I went through to check if "search engagement" was used consistently and couldn't find any places where it wasn't. Let me know if you come across an inconsistency as I'd like the phrasing to be correct.

I don't think it should be used inconsistently anywhere, since I started using it as a new term to differentiate it from "search satisfaction" and "user engagement".

In the task description, "Search Engagement" is defined as a dwell time of over 10 seconds. The first ping event on a page happens at 10 seconds. I've taken this to mean that at least two pings are needed, meaning 20 seconds, for a session to count towards search engagement. I'm wondering if I've misinterpreted that and we should change it? The way the data is stored makes changing that easy, so it's not a significant change.

As per the IRC chat with Erik, I think it makes sense to use >=10s

When it comes to baselines, we'd probably want to wait until activity picks up again as summer vacation time in Europe and the US comes to a close. Search engagement for large wikis appears to be fairly stable across time, but has increased during the period of lower activity. I'm expecting it to revert back down as activity picks up. It's also clearly dependent on the wiki. I'm sure @cchen and I can help figure out some good ways to measure this.

This sounds good to me. Let me know when is a good time to start talking about this.

question:

  1. For the last chart with number of sessions with dwell time >= k, if I'm reading the description correctly, these buckets are not exclusive -- i.e. the bar/number in the 0s bucket includes all the other buckets, and so on moving rightwards. So if I wanted only the number of sessions with <10s dwell time, I'd subtract the 10s bucket from the 0s bucket.
nettrom_WMF updated Other Assignee, added: nettrom_WMF; removed: cchen.

As per the IRC chat with Erik, I think it makes sense to use >=10s

I've updated the dashboard to use the new definition. This means that num_checkin_sessions in the "Full text search sessions" chart should match the number of sessions in the "Dwell time num. sessions by wiki chart" for a given date, provided agent_type in the filters is set to "user". I confirmed that this is the case for English Wikipedia, and I expect it to hold for other wikis as well.

question:

  1. For the last chart with number of sessions with dwell time >= k, if I'm reading the description correctly, these buckets are not exclusive -- i.e. the bar/number in the 0s bucket includes all the other buckets, and so on moving rightwards. So if I wanted only the number of sessions with <10s dwell time, I'd subtract the 10s bucket from the 0s bucket.

This is correct. I did it this way because the difference between buckets changes as the dwell time increases: it's 10s up to 60s, then 30s to 240s, and 60s until the limit of 420s. When I experimented with the visualization, this would lead to varying numbers of sessions in those buckets and it was quite confusing. Hence I chose to make it look like a Kaplan-Meier plot, even though we're working with counts and not proportions (the latter will be easier when the data is moved to Druid and pre-processed).

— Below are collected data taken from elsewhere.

PR #92, opened 2026-07-17
feat: improve workflow detail pager

yycholla:
## Summary

- show a compact agent-detail summary by default: completed agents show their final result, while active/failed agents show their prompt and two latest history events
- retain full agent results and expose an explicit full pager with Markdown/code highlighting, line/page/end navigation, live tail mode, and bounded short-terminal rendering
- keep long run lists focused on the selected item, coalesce relevant `agentHistory` refreshes, cache expensive rendering/run reads, and document the new navigator controls

## Details

The full pager can be opened from any agent detail with `Enter`/`Right`. It supports:

- `j`/`k` or arrow keys for line scrolling
- `PgUp`/`PgDn` (plus common control-key aliases) for page scrolling
- `g`/`G` or `Home`/`End` for boundary jumps
- `t` for live tail/follow mode
- `Enter` or `Esc` to return to the compact summary

Markdown results use Pi's Markdown renderer. Structured results are rendered as highlighted JSON, saved workflow scripts as JavaScript, raw `read` history inherits syntax highlighting from the requested file path, and `write` calls render their target path and source directly instead of dumping a raw JSON argument envelope.

To keep large run histories responsive, each navigator frame shares one persisted snapshot, persistence briefly caches repeated list reads, Markdown/highlighting output is cached per overlay, and history redraws are limited to the selected agent. Terminal runs also store each full agent result only once instead of duplicating it in both the agent snapshot and resume journal.

## Testing

- `npm test` — 942 tests passed
- added coverage for compact completed/running/error summaries, de-duplicated full-result persistence, per-frame/list caching, pager toggling and back behavior, line/page/end key mappings, tail following, raw-read and write-source syntax highlighting, short viewports, and long run lists
- manually exercised with real Pi subagent workflows that performed multiple source reads and wrote/read substantial temporary TypeScript fixtures

## Compatibility

- no new configuration or workflow tool parameters
- `WorkflowAgentSnapshot.result` is optional
- existing saved runs continue to render through `resultPreview` when no full result is available


QuintinShaw (changes requested):
Really nice work — the pager, the syntax highlighting, and the caching (bounded LRU, content-keyed) are all clean, and the 923-test suite is green.

One blocking issue before merge, in the result-dedup change. `persistRun` now strips `agents[].result` for any non-terminal run (`keepsResumeJournal` is true for running/paused/**failed**), leaving the full value only in the journal. But `persistedToSnapshot` — the cold-read path used whenever `getRun()` misses, i.e. after a pi restart or from another session — only reads `agents[].result`/`resultPreview` and never consults `p.journal`. So once you restart pi and open `/workflows` on a previously failed/paused/interrupted run, its completed agents show only the truncated preview, even though the full result is still on disk in the journal. It's not a crash and the bytes aren't lost, but it's a durability/UX regression vs `main` (which persisted the full result into `agents[]`) and it undercuts exactly the after-the-fact inspection the pager is for. Same-session live views are unaffected.

Suggested fix: in `persistedToSnapshot`, when a `done` agent has no `result`, reconstruct it from `p.journal` by positional call index (journal `.index` is the call index — the same match `resume()` already relies on). A regression test that persists a non-terminal run, re-reads it via a fresh manager, and asserts the pager sees the full result would lock it in — the current tests only exercise completed/live paths.

Two minor, optional: Right on an already-open pager toggles it closed (the description frames Right as "open"); and the shared `historyRenderTimer` can drop a coalesced history update when you switch agents mid-window (self-heals on the next event). It also needs a quick rebase onto current `main` (disjoint files, should be clean).

Happy to take the journal-fallback fix myself and push to your branch if you'd prefer — your call.

yycholla:
@QuintinShaw Fix is in

- Right input now only opens the pager; Enter still toggles it.
- History redraw tracks the latest active agent, preventing dropped updates after switching agents.

yycholla:
Updated the branch to current `main` (`v3.3.0`) and resolved the conflicts.

Conflict resolution preserves the pager changes together with the newer navigator hardening/event gating. The cold-read journal fallback now uses namespaced call identities (with positional fallback for legacy files), so parent and nested `index: 0` results cannot be mixed. Added regression coverage for that case.

Validation:
- `npm test` — 1137 passed
- final `npm run build`
- final targeted manager/pager tests — 124 passed

The PR is conflict-free and ready for another review.

QuintinShaw:
Thanks for the careful conflict resolution — reusing the `runId:index` namespaced identity for the cold-read fallback instead of inventing a parallel scheme was exactly right, and the regression test for the parent/nested index-0 case genuinely bites. The `keepsResumeJournal` invariant keeping a single on-disk copy of results is a nice touch. Merging.

Issue #89, opened 2026-07-17
Pi behavior is weird when workflow execution is triggered via the editor component keyword.


rwese:
Hi, currently, when a workflow is triggered from the editor component, the Pi process becomes idle, and you have to use the `/workflow` command to inspect the running workflow.

When workflows are used without the trigger being enabled, the LLM calls the tool itself and displays the workflow progress inline. In my opinion, this provides a much better experience.

I would prefer the editor-triggered workflow behavior to be more consistent with the normal workflow tool usage. Ideally, the Pi process would remain active while the workflow is running, so the interaction continues and users can queue additional prompts.

So the solution is to disable the trigger, but loses the nice animation.

A solution would be to have the trigger word _enable_ the workflow tool, and prompts. Currently this extension adds a lot of system prompt tokens, all the time.

QuintinShaw:
Thanks @rwese — sharp observation, and it lines up with #88. You've put your finger on the core issue: a keyword-triggered run currently *rewrites your message and forces a background workflow*, so Pi goes idle and you have to `/workflows` to watch it — whereas when the LLM calls the tool itself you get the inline experience and can keep interacting.

Your suggestion — have the trigger word *enable* the workflow tool (and let the model call it inline) rather than force a background run — is the right direction, and it also eases the always-on prompt-token cost you mentioned (@Whamp is separately trimming that in #65). Together with #88's over-triggering/default-on feedback, I'm treating keyword-trigger behavior as a design track to reshape rather than patch. Thanks for laying it out so clearly.

Whamp:
Well enabling the tool part way through a session will break prompt cache and either get very expensive or make your subscription provider angry. I'm working on changes that teach the models it has the option to use either a background non blocking workflow or a blocking workflow. Part of the existing instructions in the tool description tell it to default to background workflows but don't tell it how which is one of the things I'm fixing in my PR. 

Quick update on that. I'm moving lots of tool instructions to a skill to teach the model the available contracts and am running auto research to make it as concise as possible while still teaching a dumb model to execute it and pass all my workflow writing tests. Which hopefully means smarter models will have no problem.

QuintinShaw:
[...]

PR #100, opened 2026-07-18
feat: make workflow capabilities self-documenting

### LINKED ISSUE #65: Reduce always-on workflow prompt size (model catalogue adds ~5k tokens)

Whamp:
## Summary

- add one executable capability contract for workflow globals, tool inputs, option shapes, lifecycle constraints, static references, and dynamic catalogue ownership;
- assemble project-owned workflow globals through that contract while preserving the existing runtime closures and VM behavior;
- ship a package-discovered `workflow-authoring` skill with focused references and 11 runtime-tested examples;
- generate capability publications and context measurements, then enforce version, package, link, coverage, runtime-alignment, and freshness checks during normal tests and publishing;
- keep provider-backed comprehension optional while adding model-free replay, capability-coverage protection, and delivery-choice evidence.

Closes #65.

Implements the capability-contract design from [Whamp/pi-dynamic-workflows#22](https://github.com/Whamp/pi-dynamic-workflows/issues/22). Adds evidence for the background-versus-inline decision discussed in #89 without changing #93's trigger authorization behavior.

## Context impact

Compared with `origin/main` at `818fdd8`:

| Surface | Main | This PR | Change |
| --- | ---: | ---: | ---: |
| Permanent workflow prompt | 766 bytes | 742 bytes | -24 |
| Provider-visible workflow tool definition | 9,558 bytes | 3,802 bytes | -5,756 |
| Skill discovery | 0 bytes | 338 bytes | +338 |
| Ordinary workflow-owned always-on total | 10,324 bytes | 4,882 bytes | **-5,442 (-52.7%)** |

Detailed authoring guidance now loads on demand. In the comparative nine-model coverage sample, the optimized skill loaded a median 2,564 tokens versus 8,096 for the pre-trim skill, a 68.3% reduction.

See [`docs/workflow-prompt-guidance-rationale.md`](docs/workflow-prompt-guidance-rationale.md) for the reviewed record of prompt insertions, removals, and compactions. See [`docs/workflow-authoring-evidence.md`](docs/workflow-authoring-evidence.md) for methodology, model matrix, per-scenario results, and reproduction commands.

## Capability and quality evidence

- The capability contract inventories the 18 curated project-owned globals and all current workflow-tool inputs, including `resumeFromRunId`.
- Runtime assembly rejects missing declared implementations, reports and ignores undeclared ones, and preserves implementation identity.
- Live model and `agentType` values remain outside static prompts and generated references.
- The installed skill contains focused write/edit/review/debug routes, exact generated facts, six orchestration patterns, four focused recipes, and a dedicated validated-`gate()` recipe.
- Every stable authoring surface is either covered behaviorally or protected as guidance-frozen.
- Optional comprehension prompts do not name the skill; generated workflows run through the real parser/runtime with deterministic fake agents.

Post-tuning provider-backed validation:

- pre-trim skill: **73/81**;
- optimized skill: **74/81**;
- generate-and-filter: **27/27** optimized versus **26/27** pre-trim;
- all seven configurations other than Qwen and Spark: **63/63** optimized;
- protected GPT-5.4 Mini/Luna coverage gate: **18/18**;
- protected GPT-5.4 Mini/Luna six-scenario core gate: **36/36**.

This is not an independent holdout: the same scenario families informed the guidance changes. An earlier corrected-harness sample scored pre-trim at 75/81 and optimized at 71/81, so provider scores remain sampled, non-blocking evidence. The final candidate did not repeat the earlier nine-model, 162-case core panel.

The delivery-choice harness has deterministic tests and an optional provider CLI; this PR reports no provider-run delivery-choice result. Provider calls are not part of normal tests, release checks, or publishing.

## Compatibility

- preserves #93's single opt-in `promptGuidelines` gate and default background delivery;
- preserves the existing truthy-object `gate().ok` compatibility path;
- preserves the existing regex determinism blocklist and VM substrate;
- keeps `console` available for saved workflows while teaching `log()`;
- changes no live model-route or `agentType` configuration format;
- adds no migration state, feature flag, or dual-running path.

## Verification

- `npm run check`
- `npm run build`
- `npm test` — **1,027/1,027 passed**
- `npm run docs:check`
- `npm run context:check`
- `npm run guidance:check`
- `npm run release:verify` — **0 warnings**
- `npm pack --dry-run` — 166 files; all 27 workflow-authoring skill files included
- `git diff --check`
- CodeGraph changed-file cycle and boundary checks

The PR is one atomic commit based on current `origin/main`. Raw `.auto` experiment data is intentionally excluded from both the commit and package.

### DIFF
--- a/.gitignore
+++ b/.gitignore
@@ -11,3 +11,4 @@ dist/
 scripts/verify-npm-install.sh
 __pycache__/
 .context/
+.auto/
--- a/AGENTS.md
+++ b/AGENTS.md
@@ -1,0 +1,11 @@
+# Repository guidance
+
+## Workflow documentation
+
+Before changing the workflow runtime, tool API, capability contract, or `workflow-authoring` skill, read [Protected workflow-authoring guidance](CONTRIBUTING.md#protected-workflow-authoring-guidance).
+
+- Keep stable capability facts in the executable capability contract and generated documentation.
+- Keep detailed authoring guidance in the on-demand skill, not the always-on prompt.
+- Do not copy live model or agent-type catalogues into static guidance.
+- Run `npm run context:check` with the other checks listed in the contributor guide.
+- If a protected file changes, review it before running `npm run guidance:accept -- <path>`.
--- a/CONTRIBUTING.md
+++ b/CONTRIBUTING.md
@@ -29,6 +29,8 @@ A throwaway harness for this should live in the repo root (not `/tmp`, whose sym
 
 ## Protected workflow-authoring guidance
 
+The goal is to keep workflow guidance accurate as the runtime changes without bloating the context sent to every model. Stable capability facts come from the executable capability contract and generated documentation. Detailed authoring guidance lives in the on-demand `workflow-authoring` skill instead of the permanent prompt. Context checks keep these surfaces from growing unnoticed.
+
 Some files under `skills/workflow-authoring/` contain mixed or partially behavior-covered guidance. Their full-file SHA-256 hashes in `WORKFLOW_AUTHORING_FROZEN_FILES` (`src/workflow-authoring-coverage.ts`) are explicit review checkpoints, not proof that the wording is correct.
 
 If `PROTECTED_GUIDANCE_DRIFT` reports an accidental change, revert it. For housekeeping such as a typo, link, formatting, or version update, deterministic checks and review are enough. For a semantic guidance change, inspect the affected coverage manifest entry, update relevant behavioral tests, and review provider evidence when needed. Required anchors and required text in the manifest may also need deliberate updates.
--- a/CONTRIBUTING.md
+++ b/CONTRIBUTING.md
@@ -6,7 +6,7 @@ Thanks for contributing to pi-dynamic-workflows. This project values small, well
 
 ```bash
 npm install
-npm test     # biome check + tsc build + unit tests — must pass
+npm test     # Biome, TypeScript, unit tests, and release checks — must pass
 ```
 
 `npm test` runs exactly what CI runs. If it's green locally it should be green in CI. CI runs on every PR to `main`; for fork PRs a maintainer approves the first run.
--- a/CONTRIBUTING.md
+++ b/CONTRIBUTING.md
@@ -27,6 +27,21 @@ Fake-agent unit tests are necessary but not sufficient. Any change to how agents
 
 A throwaway harness for this should live in the repo root (not `/tmp`, whose symlink breaks relative imports), import from `./src`, and be deleted before commit — don't commit harnesses.
 
+## Protected workflow-authoring guidance
+
+Some files under `skills/workflow-authoring/` contain mixed or behaviorally uncovered guidance. Their full-file SHA-256 hashes in `WORKFLOW_AUTHORING_FROZEN_FILES` (`src/workflow-authoring-coverage.ts`) are deliberate review barriers, not generated output.
+
+If `PROTECTED_GUIDANCE_DRIFT` reports an accidental change, revert it. For an intentional change, inspect the affected coverage manifest entry and its relevant behavioral tests and provider evidence before accepting it. Required anchors and required text in the manifest may also need deliberate updates. Only after that review should you recompute the exact SHA-256 and manually update the matching `sha256` in `WORKFLOW_AUTHORING_FROZEN_FILES`; never change a hash only to make the gate green.
+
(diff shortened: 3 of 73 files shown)


QuintinShaw (commented):
Seriously impressive piece of work, @Whamp. Reviewed and tested it end to end — the runtime capability contract, #93 preservation, the skill + examples, and the new release gates, plus a real-pi smoke on 0.80.10 — and it's in excellent shape: #93's arm/authorize path is untouched, the tool schema stays a single top-level object (no repeat of the recent provider-400), the runtime globals are behavior-preserved, 1027 tests and `release:verify` are green, and the roughly 9.5KB → 3.8KB context win is real and measured. The evidence discipline — generated docs checked for drift, examples that actually run, provider calls kept out of CI — is exactly right. Thank you for the depth here.

One small fast-follow, non-blocking: there's no refresh path for the frozen-guidance hashes — editing `SKILL.md` (or a frozen reference/example) trips a hard `PROTECTED_GUIDANCE_DRIFT` with no `*:generate` to recompute the hardcoded SHA-256s, and the error doesn't hint how to fix it. Is that manual step deliberate — a conscious "you're touching protected guidance" gate, in which case a line in CONTRIBUTING would cover it — or would you want a small `guidance:freeze` script to match your other `*:generate` surfaces? Happy to send either your way.

Otherwise this is good to go — give me the nod and I'll merge.

Whamp:
Ok thank you and great feedback let me see what I can do to clean that up.

Whamp:
@QuintinShaw I simplified this check and documented why it exists.

The goal is to keep workflow guidance accurate as the runtime changes without putting the full authoring guide in every model prompt.

A protected file still fails the release check until someone reviews and accepts the change:

```bash
npm run guidance:accept -- <file>
```

The command updates only that file and shows the old and new hashes. `CONTRIBUTING.md` explains when tests are enough and when model testing is also needed. A new root `AGENTS.md` sends coding agents to these rules before they change the workflow runtime, tool API, capability contract, or authoring skill.

All 1,029 tests pass, and CI is green. Ready to merge.

QuintinShaw:
The guidance-acceptance flow is exactly right — thanks for turning it around so cleanly. Merging now.

PR #122, opened 2026-07-20
fix: preserve active workflows across Pi reload

yycholla:
## Summary

- keep the live `WorkflowManager` and session `/effort` state across Pi `/reload`
- refresh generation-bound dependencies, including the `ExtensionAPI`, delivery settings loader, toolsets, and manager defaults
- guard the handoff with the package version, pausing live runs for journal recovery after any extension update
- limit handoff to in-process reloads so process restarts continue using durable journal recovery

## Implementation

Pi creates a fresh extension generation during `/reload`, but active workflows still depend on the old manager's in-memory promises, abort controllers, leases, and event streams. This change stages that live runtime in a process-local, cwd-keyed handoff during `session_shutdown` when the reason is `reload`, then claims and reconfigures it from the fresh extension factory.

The handoff is single-use and expires after 30 seconds. Reloads within the same package version retain the exact live manager. If the installed package version changes, running workflows are paused and a fresh manager is loaded, avoiding mixed-version execution while leaving those runs safely resumable. Non-reload shutdowns discard the handoff. Existing durable restart behavior is unchanged: interrupted workflows recover from the journal as paused.

## Test plan

- [x] `npm test` (1,128 tests passed; release verification passed)
- [x] reload handoff is single-use, cwd-isolated, identity-guarded, and package-version guarded
- [x] the extension reuses the live manager across reload generations
- [x] manager defaults and result-delivery dependencies refresh after reload
- [x] interactive smoke test: start a background workflow, run `/reload`, then verify progress, controls, completion delivery, and `/effort`

### DIFF
--- a/README.md
+++ b/README.md
@@ -233,6 +233,8 @@ Subagents are in-memory by default. Set `persistAgentSessions: true` to retain f
 
 Completed background runs persist their full result in the project run JSON. The conversation delivery includes a pointer to that file when the visible summary is shortened.
 
+Pi's `/reload` keeps the live workflow manager in-process when the installed extension version has not changed. Active background runs therefore continue streaming progress, remain controllable, and deliver their result through the freshly loaded extension; session-local `/effort` also survives the reload. If the package version changes, active runs are paused and a fresh manager loads, leaving them safely resumable through the journal instead of mixing extension versions. This handoff applies only to `/reload`. A process restart still uses the same durable journal path, recovering an interrupted running workflow as paused so it can be resumed safely.
+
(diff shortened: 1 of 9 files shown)


QuintinShaw:
Thanks — this is carefully done. Keeping the same manager instance and refreshing only the generation-bound dependencies is the right shape, and the version-mismatch path pausing through the normal journal flow means nothing is stranded. Two small follow-ups you could take or leave: the 30s TTL expiry currently discards a still-running runtime without pausing it (in-flight subagents run to completion unobserved), and the "non-reload shutdown discards the handoff" guard has no test pinning it. Neither blocks merge. Merging.

PR #123, opened 2026-07-21
fix: declare args as an explicit object schema, not typeless Type.Any()

bruschill:
## Bug

The `workflow` tool's `args` parameter — used to pass arguments to the 5 named built-in patterns (e.g. `{ scope, checks }` for `codebase-audit`, `{ question }` for `deep-research`) — is declared with `Type.Any()`:

```ts
args: Type.Optional(
  Type.Any({ description: "Optional JSON value exposed to the workflow script as global `args`." }),
),
```

`Type.Any()` compiles to a JSON Schema with **no `"type"` keyword at all** — just `{ "description": "..." }`. Confirmed directly:

```js
const { Type } = require("@sinclair/typebox");
JSON.stringify(Type.Any({ description: "x" }));
// => {"description":"x"}
```

At least one MCP/tool-calling bridge does not treat a typeless property as "accept any JSON value" — it coerces/flattens the value before the tool handler ever sees it. The object a caller sends for `args` never reaches `resolveWorkflowInvocation()` intact:

```ts
function asRecord(args: unknown): Record<string, unknown> {
  return args && typeof args === "object" ? (args as Record<string, unknown>) : {};
}
```

`typeof args === "object"` fails, `asRecord` silently returns `{}`, and every built-in pattern's required-field validation throws — e.g.:

```
Built-in workflow "codebase-audit" requires args.scope to be a non-empty string.
```

...regardless of what was actually sent. Reproduced identically on `deep-research` with a single trivial `{"question": "test question"}` arg, so it's not pattern-specific — it makes `name`-based invocation of **all 5 built-in patterns** unusable end-to-end on that bridge. Only the `script` path (a plain typed `string` parameter, unaffected by this) still worked, which is exactly the workaround I used before digging into root cause.

This surfaced right after #117 made the 5 built-in patterns reachable via `name` + `args` from the tool itself (previously only via slash commands, whose args arrive as a plain string and go through a different parsing path — `tokenizeArgs` — untouched by this).

## Fix

Every built-in pattern's `args` is a JSON object at the top level (never a bare string/array/number), so this declares it as an explicit, minimal object schema instead of leaving it typeless:

```ts
Type.Unsafe<Record<string, unknown>>({
  type: "object",
  description: "Optional JSON value exposed to the workflow script as global `args`.",
}),
```

`Type.Unsafe` avoids `Type.Object({}, { additionalProperties: true })`'s extra `"properties":{}` boilerplate (JSON Schema already permits additional properties by default), keeping the byte cost to the provider-visible tool definition as small as possible: **+16 bytes** (4,267 → 4,283).

## Other changes required to keep the repo's own guardrails green

- `WorkflowToolInput.args` widened from `unknown` to `Record<string, unknown>` to match the now-typed schema (TS compile error otherwise).
- `TOOL_DEFINITION_BUDGET_BYTES` in `tests/workflow-prompt-budget.test.ts` bumped 4,267 → 4,283 (+16), documented inline in the same ratchet-comment style as the existing #105/#117 entries.
- Regenerated `docs/workflow-context-surfaces.json` (byte-size snapshot) and `docs/workflow-guidance-baseline.json` (content-hash snapshot) via their existing `npm run context:generate` / `npm run guidance:generate` scripts — both are generated artifacts tracked for drift detection.
- Added a regression test (`tests/workflow-tool.test.ts`) asserting `tool.parameters.properties.args.type === "object"`, so this can't silently regress back to a typeless schema.

## Verification

- `npm run build` — clean, no type errors.
- `npm run check` — clean (pre-existing lint infos unrelated to this change, untouched files).
- `npm test` (build + docs:check + context:check + full unit suite + release:verify) — **1124/1124 passing**, release gate green.

### DIFF
--- a/docs/workflow-context-surfaces.json
+++ b/docs/workflow-context-surfaces.json
@@ -13,7 +13,7 @@
     },
     "providerVisibleWorkflowToolDefinition": {
       "serialization": "UTF-8 bytes of JSON.stringify({ name, description, parameters })",
-      "bytes": 4267
+      "bytes": 4283
     },
     "registeredSkillsDiscovery": {
       "serialization": "sum of UTF-8 bytes of normalized Pi skill XML (name + description + location) across every root in package.json's pi.skills",
@@ -33,7 +33,7 @@
     },
     "ordinaryWorkflowOwnedAlwaysOn": {
       "serialization": "sum of permanent prompt, provider-visible tool definition, and every registered skill's discovery bytes",
-      "bytes": 5940
+      "bytes": 5956
     },
     "workflowAuthoringSkillCorpus": {
       "serialization": "sum of UTF-8 bytes for every file under skills/workflow-authoring",
--- a/docs/workflow-guidance-baseline.json
+++ b/docs/workflow-guidance-baseline.json
@@ -2,7 +2,7 @@
   "formatVersion": 1,
   "algorithm": "sha256",
   "surfaces": {
-    "compactGuidance": "aff3c746a9180ec9551030606d328008704234f62f3dade489a031fd4dbc8731",
+    "compactGuidance": "6db7b76e4e4017674cbad91c28c51132cef03121da20e1a23d3561f5652945cf",
     "detailedProse": "22fccb6ce35da667e7d57ed884d445e88b214f3c1d1890c3237f3c905c944da7"
   }
 }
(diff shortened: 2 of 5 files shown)


QuintinShaw:
Thanks — excellent root-cause work. Verifying that `Type.Any()` serializes with no `type` keyword at all, and picking `Type.Unsafe` to keep the tool-definition cost at +16 bytes, was exactly the right call. The regression test locking `args.type === "object"` is appreciated. One non-blocking note: the contract text in `workflow-capability-contract.ts` and the README still describe `args` as `unknown` — arguably still true at script runtime, so I'm leaving it as is for now. Merging.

I'm reassigning this task to @cchen and moving myself to the secondary assignee slot. I've set up automatic data gathering for this dashboard using a daily cron job on my account on stat1006. Once Airflow is available, we can move the daily aggregation to that platform, and also set up Druid ingestion as well. Currently our options are to set up a shared cron job and use Oozie for the transfer to Druid, and that would create some tech debt we'd have to pay back later.

Oh, I forgot! I've pulled in the remaining data for August so the dashboard is now up-to-date as of today, and the cron job will keep it up to date.

Gehel added a subscriber: Gehel.

No progress has been done, when we have a more direct need for metrics / dashboards, we can re-open or re-describe the needs based on our future understanding.